PR #302, opened 2022-04-20
More test cases for oo module

mrbazzan:
Part of #293

### DIFF
--- a/kcidb/test_oo.py
+++ b/kcidb/test_oo.py
@@ -2,7 +2,7 @@
 
 import kcidb
 from kcidb.unittest import local_only
-from kcidb.oo import Checkout, Build, Test
+from kcidb.oo import Checkout, Build, Test, Node
 
 
 @local_only
@@ -455,4 +455,4 @@ class KCIDBTraversingTestCase(kcidb.unittest.TestCase):
         self.assertFalse(revision.checkouts_valid)
         self.assertFalse(revision.builds_valid)
 
-        self.assertIsInstance(revision.tests_root, kcidb.oo.Node)
+        self.assertIsInstance(revision.tests_root, Node)
--- a/kcidb/test_oo.py
+++ b/kcidb/test_oo.py
@@ -217,6 +217,23 @@ class KCIDBTraversingTestCase(kcidb.unittest.TestCase):
             kcidb.orm.Pattern.parse(pattern_string)
         )
 
+    @staticmethod
+    def filter_valid(container):
+        """
+        Filter out the valid items in a container.
+        Args:
+            container:  A list whose items are object(s) that
+                        have "valid" property.
+
+        Returns:
+            The list of object(s) with valid property true.
+        """
+        assert all(hasattr(i, "valid") for i in container)
+        return list(filter(
+            lambda item: item.valid is True,
+            container
+        ))
+
     def assertContains(self, container, contents):
         """
         Check that a container has the specified contents.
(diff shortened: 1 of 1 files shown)


mrbazzan:
@spbnick Ready for review!

kcidb/test_oo.py
```diff
@@ -264,6 +284,18 @@ def assertContains(self, container, contents):
 
                 self.assertContains(container[key], contents[key])
 
+    def get_valid_item(self, pattern_str, type):
+        """
+        Get a list of object(s) that has property, valid, to be true.
+        Args:
+            pattern_str:    A string which depicts the object to be retrieved.
+            types:          A specified schema type name.
```
spbnick, line 292: Please document the return value.

kcidb/test_oo.py
```diff
@@ -456,3 +488,67 @@ def test_traversing_revision_links(self):
         self.assertFalse(revision.builds_valid)
 
         self.assertIsInstance(revision.tests_root, Node)
+        self._traversing_revision_root_test_node(revision)
```
spbnick, line 491: This doesn't have to be a part of this test case. We can have that as a separate, explicit test case. So please remove this call, and make that function a test case.

kcidb/test_oo.py
```diff
@@ -264,6 +284,18 @@ def assertContains(self, container, contents):
 
                 self.assertContains(container[key], contents[key])
 
+    def get_valid_item(self, pattern_str, type):
```
spbnick, line 287: This mostly does `query_str` and then filters out the valid items. So we should either make sure the querying is obvious from the function name, and call it something like `query_str_valid()`, or just make a static method for filtering the result of invoking `query_str()`, call it something like `filter_valid()`, and change the invocation appropriately.

kcidb/test_oo.py
```diff
@@ -253,6 +263,16 @@ def assertContains(self, container, contents):
...
+        elif isinstance(contents, list):
+            self.assertItemIsTwo(contents)
+            self.assertIsInstance(container, contents[0])
+            self.assertEqual(container.parent, contents[1])
+            self.assertContains(container.tests, (Test, 4))
+
+            # Check that each tests have the same path.
+            self.assertEqual(len({obj.path for obj in container.tests}), 1)
+            self.assertEqual(container.nodes, {})
+
```
spbnick, line 275: This is a very specific change for such a generic function, and it's not documented. Did it end up here by accident? Could you explain what you're trying to do here?

spbnick (changes requested):
Thank you, Abdulwasiu! You're moving fast, but I have a few questions/requests :)

kcidb/test_oo.py
mrbazzan: I was trying to use `assertContain` to cater to `Node` conditions. I shouldn't have done it that way.

mrbazzan:
```python
self.assertEqual(len({obj.path for obj in container.tests}), 1)
```
? 
I was checking that the `Test` returned by each sub-nodes test property has the same path.

mrbazzan:
@spbnick
Ready for review.

kcidb/test_oo.py
```diff
@@ -217,6 +217,25 @@ def query_str(self, pattern_string):
...
+    def filter_valid(container, type):
+        """
+        Filter out the valid items in a container.
+        Args:
+            container:  A dictionary whose values are object(s) that
+                        have "valid" property.
+            type:       A key in the container.
+
+        Returns:
+            The list of object(s) with valid property which is true.
```
spbnick, line 230: This would be easier to read, I think:
```suggestion
            The list of object(s) with valid property true.
```

kcidb/test_oo.py
```diff
@@ -217,6 +217,25 @@ def query_str(self, pattern_string):
...
         )
 
+    @staticmethod
+    def filter_valid(container, type):
+        """
+        Filter out the valid items in a container.
+        Args:
+            container:  A dictionary whose values are object(s) that
+                        have "valid" property.
+            type:       A key in the container.
```
spbnick, line 227: Indexing a dictionary is a fundamental operation, and doesn't have anything to do with purely filtering a list. So, please, remove this argument, and explicitly retrieve the corresponding list from the container at the invocation point. Hiding such a trivial operation inside a function doesn't save us code, and makes it harder to understand. Let's make this function as simple as possible, while still being useful.

kcidb/test_oo.py
```diff
@@ -217,6 +217,25 @@ def query_str(self, pattern_string):
...
+
+        Returns:
+            The list of object(s) with valid property which is true.
+        """
+        assert type in container
+        assert (hasattr(i, "valid") for i in container.values())
```
spbnick, line 233: I think this will never fail. Did you forget to call `all()` here?

spbnick (changes requested):
Thanks a lot, @mrbazzan, this looks pretty good :relaxed: I only have two comments.

spbnick:
> Although check_auxillary_files is failing because of 504 error from this [url](https://wiki.ubuntu.com/FirmwareTestSuite/)

Yeah, probably just some proxy failure at Ubuntu. I retried it and it passes now.

kcidb/test_oo.py
mrbazzan: Okay.

spbnick:
Looks good to me! Thank you, Abdulwasiu!

Merging.

Do we have any more OO tests planned in that issue?

mrbazzan:
> Do we have any more OO tests planned in that issue?
No, we don't.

• _TASK REQUIREMENTS_
Please go through the data and copy each line containing the word "contents".

• _RESPONSE TO THIS TASK_
     def assertContains(self, container, contents):
         Check that a container has the specified contents.
@@ -264,6 +284,18 @@ def assertContains(self, container, contents):
                 self.assertContains(container[key], contents[key])
@@ -264,6 +284,18 @@ def assertContains(self, container, contents):
                 self.assertContains(container[key], contents[key])
@@ -253,6 +263,16 @@ def assertContains(self, container, contents):
+        elif isinstance(contents, list):
+            self.assertItemIsTwo(contents)
+            self.assertIsInstance(container, contents[0])
+            self.assertEqual(container.parent, contents[1])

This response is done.